# NEW here...



## chadmiha (Mar 20, 2007)

Hey everyone, new here and got a couple of questions. I was given a Porter Cable 100 and it doesn't have a collet wrench, can I use a regular wrench to change out the bit? If not, where can I get one from? I believe the model # of the OEM wrench is #42157. Also, I read a how to on making a router table in a book and for the opening (where the bit comes through) it said to "put a large straight bit in, start up the router and push through." So, how "large" of a bit will I need to create this opening? I was just going to use a hole saw, but the book stated that the hole shouldn't bee too big. How big is too big, and how small is too small. Thanks in advance for ANY help.


----------



## bobj3 (Jan 17, 2006)

Hi chadmiha

To start with any wrench will do the job the norm,just as long it fits the nut right.

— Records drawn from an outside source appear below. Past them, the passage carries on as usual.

PR #326, opened 2026-07-14
Update wallet hooks to require the client as the first param

mcintyre94:
This PR updates all the react hooks in the wallet plugin to take `client: ClientWithWallet` as their first param. This removes the runtime type checking with `useClientCapability`, and moves the responsibility to the app. This allows the app to have proper type checking all the way through plugin hooks. by typing its `useClient` parameter.

This is a breaking change, but this is a more robust and type-safe pattern and it's worth getting it right now instead of repeating the `useClientCapability` pattern through other hooks.

This PR updates the docs in this repo, I'll follow up with a Kit PR that updates the docs there to talk about passing a client type around. We don't currently have these hooks documented in Kit, I've opened an issue to do that separately.

```diff
- const status = useWalletStatus();
- const { dispatch } = useConnect();
+ const status = useWalletStatus(client);
+ const { dispatch } = useConnect(client);
```

```diff
- <WalletReadyGate fallback={<Spinner />}>
+ <WalletReadyGate client={client} fallback={<Spinner />}>
      <WalletDependentUI />
  </WalletReadyGate>
```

The PC 100 is a bit to small for the router table it's only 7/8HP, makes a great trim router. (or light work)

Not to sure what you mean by "start up the router and push through" are you saying you want to make and use the router in a router table. ?
You may want to look at a PC or other routers that's are 2HP or more for a router table.
Sears sells a great router combo setup for 110.oo bucks.

More info needed 

Bj


----------



## challagan (Feb 7, 2006)

Welcome to the forums. As Bob said, as long as the wrench fits on the nut. You should be able to find out what size the collet nut is from the manual I would think. 

Corey


----------



## Mike (Nov 22, 2004)

The Porter Cable 100 router is a duplicate of the original Rockwell router, after the company split into Delta for stationary tools and PC for portable tools. It is as BJ said not powerful enough for working with hardwood but you should be ok with pine. You can use a 1" hole saw for your opening. It will be close enough for most jobs. I own one of the original Rockwells and it is mounted as an overarm router. It's a nice little machine as long as you don't ask too much of it.


----------



## chadmiha (Mar 20, 2007)

I will be using the PC100 for just making speaker rings for now. I will be using 3/4 MDF for these rings. I bought a Jasper 200 circle jig and a 1/4 spiral up cut to cut the rings. I plan on making a simple router table just to roundover the edges, will the router/ work piece be okay with only 7/8 HP? Also, How far can the roundover (1/4) protrude from the collet? I noticed that if it is mounted under a table, the bit would have to be pulled out a bit to be used from the top of the table. Is there a better way to roundover the circles edges? Thanks so much for the support guys.


----------



## bobj3 (Jan 17, 2006)

Hi Chad 

"roundover the circles edges"
Use a round over bit with a bearing on it then you don't need to use the router table.
7/8Hp should do a find job 

Bj


----------



## chadmiha (Mar 20, 2007)

The roundover I bought has a bearing on the bottom, I treid to post the link to home Depot, but it wouldn't work. Will this be okay to use w/o a table? If so, do I just use the Jasper to cut the outside of the circle, change bits (from spiral to roundover) then still use the jasper and roundover the edges? Thanks so much for ya'lls patience.


----------



## curiousgeorge (Nov 6, 2006)

chadmiha you won't be able to post a link until you have made at least 10 posts. This is a preventive measure against spammers.
As to the round-over bit with the bearing, you don't have to use the circle jig with it. That's what the bearing is for. After cutting the circle simply run the round-over bit around the circle and the bearing limits the depth of cut and will follow around the circle. You will need a non-slip mat or some other method to hold the piece to keep it from moving on you while routing. Just in case you didn't know, If you are routing outside the circle you go in a counter clockwise direction. Inside the circle is clockwise. Always rout against the rotation of the bit. That's all there is to it.
Maybe you could post some pictures so we can see how it turns out.


----------



## Joe Lyddon (Sep 11, 2004)

*W e l c o m e . . A b o a r d . . . Chad !!*

You hit the gate running!

And you're learning... Enjoy it...


----------



## chadmiha (Mar 20, 2007)

Alright guys, I'm pretty confident in attempting to rout these rings. As soon as the Jasper comes in (in a day or two) I'm going to try and whatever the outcome I will post some pics. Any suggestions on what I should set the depth for the roundover and spiral, or is it trial and error? Once again, all your help in helping me is appreciated GREATLY, thanks again.
Chad


----------



## bobj3 (Jan 17, 2006)

Hi Chad

This what I would do/recommend 
For making speaker rings ....

When you get your Jasper rework the jig just a bit (see below) bolt it up to your router ,set the pin in place, pop in a plunge round over bit then make your 1st pass with the round over bit (see link below for the bit ) once you have that done pop in your 1/4" bit and cut your cir.out and your done.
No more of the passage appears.